Россия и современный мир №2 / 2014 - страница 42



Сделав выбор в пользу первичности политических преобразований, Горбачёв не просто отодвинул на второй план экономическую реформу. Начиная с 1987 г. каждый новый шаг в сторону рыночной экономики оказывался осложнен необходимостью «вписываться» в быстро меняющийся политический контекст, а ожидаемый политический эффект от намечаемых экономических мероприятий поначалу побуждал Горбачёва и его окружение выбирать из возможных решений те, которые казались наименее рискованными и наиболее «проходимыми» через Политбюро и партийные пленумы. В результате экономические мероприятия даже после июньского (1987) пленума ЦК КПСС, посвященного экономической реформе, представляли собой набор паллиативных мер, осуществляемых избирательно и вне четкой последовательности. В таком виде эти меры приводили к дальнейшему усилению экономических и социальных диспропорций, к углублению общего кризиса системы. Замена директивного планирования на индикативное, расширение экономической самостоятельности союзных республик, перевод предприятий на хозрасчет и самофинансирование, выборность их директоров, снятие ограничений на рост заработной платы представляли собой набор действий, подрывающих основы функционирования командно-административной экономики, но не приводящих к запуску новой хозяйственной модели и – тем более – к достижению макроэкономической стабильности. В частности, заимствованная из опыта титовской Югославии практика выборности руководителей предприятий обернулась тем, что к руководству предприятиями стали приходить некомпетентные люди или авантюристы, сумевшие заручиться поддержкой трудового коллектива благодаря демагогии и мало-реалистичным обещаниям. Эти производственные руководители новой генерации, как правило, начинали свою деятельность с безудержного раздувания фонда заработной платы, под которое не было никакого дополнительного товарного обеспечения. В условиях кадровой чехарды расшатывалась и без того невысокая производственная дисциплина. Происходившее одновременно расширение финансово-хозяйственной самостоятельности предприятий создавало условия для серьезных злоупотреблений, а в первые годы после краха СССР – для перевода активов под полный контроль директоров или стоящих за ними групп (зачастую, криминальных).

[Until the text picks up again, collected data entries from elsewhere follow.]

PR #18, opened 2015-09-24
SONARJNKNS-213: Jenkins Workflow support

vaskrist:
I tried to make minimal changes, maintain the API, and not add to the dependencies, except for the workflow dependency for testing.

### DIFF
--- a/pom.xml
+++ b/pom.xml
@@ -150,6 +150,12 @@
       <version>1.7.0</version>
       <scope>test</scope>
     </dependency>
+    <dependency>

В числе экономических мероприятий периода перестройки наиболее «рыночным» принято считать Закон «О кооперации», принятый 26 мая 1988 г. [см., например: Ясин 2002, с. 208]. Однако рамочные условия для развития этой формы предпринимательства определялись не только и даже не столько данным законом, сколько ранее принятым решением о прогрессивном налогообложении кооперативов. Статистические данные о росте кооперативного движения в последние годы перестройки, безусловно, впечатляют: на 1 января 1988 г. в СССР действовало 13,9 тыс. кооперативов, а на 1 января 1990 г. – 193 тыс.; численность работников выросла со 156 тыс. человек в 1988 г. до 4,9 млн человек – в 1990 г.; объем продукции в годовом исчислении в ценах тех лет вырос с 350 млн до 40,4 млрд руб.; в объеме ВНП доля кооперативов в 1988 г. составляла менее 1%, а в 1989 г. – уже 4,4% [Трудный поворот к рынку, 1990, с. 184]. Но необходимо учитывать, что 80% кооперативов были созданы при государственных предприятиях и фактически служили легальным каналом вывода ресурсов этих предприятий.

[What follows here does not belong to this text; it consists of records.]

PR #28, opened 2015-11-06
Fix sonar-jdk in post-build action (publisher)

mvanini:
On edit config job, sonar-jdk in config.jelly doesn't match with actual sonar-jdk. On submit it will overwrite previous value with null (inherit from job), causing misconfiguration in job build.


mvanini:
Why travis's 4th sub-build is broken?

dbmeneses:
There is a problem with the P/R analysis script, but the P/R is otherwise ok.

henryju:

Экспансия кооперативов как никакая другая экономическая мера горбачёвского руководства способствовала разложению госсектора. В этом смысле данные о росте объема продукции кооперативов коррелируются с показателями спада производства в госсекторе, разумеется с поправкой на схемы «оптимизации» налоговой нагрузки за счет сокрытия прибыли кооперативов. Уход от налогов, доступ к дефицитным фондам снабжения, проводка через кооперативы сбыта продукции госпредприятий становились возможными благодаря формированию коррупционного симбиоза между кооператорами, менеджментом госпредприятий, местной партийно-государственной номенклатурой, чиновниками отраслевых министерств, представителями правоохранительных органов и криминальными структурами. По сути, в нерыночной системе появилось множество квазирыночных акторов, которые начали использовать множественные ее прорехи и законодательные лакуны для достижения максимальной прибыли. Эти акторы процветали на разложении старой, иерархически организованной командно-административной системы, но для становления новой, рыночной системы давали минимум – в лучшем случае стартовый капитал, специфический опыт и связи, необходимые для достижения прибыли в условиях распада советского государственного сектора и получения доступа к его самым лакомым кускам. Зато благодаря такого рода связям можно было обеспечить воспроизводство в качественно новых условиях связки «власть / собственность», освободив ее от политико-идеологических ограничений советской эпохи. Именно это и произошло впоследствии в результате осуществления гайдаровских реформ.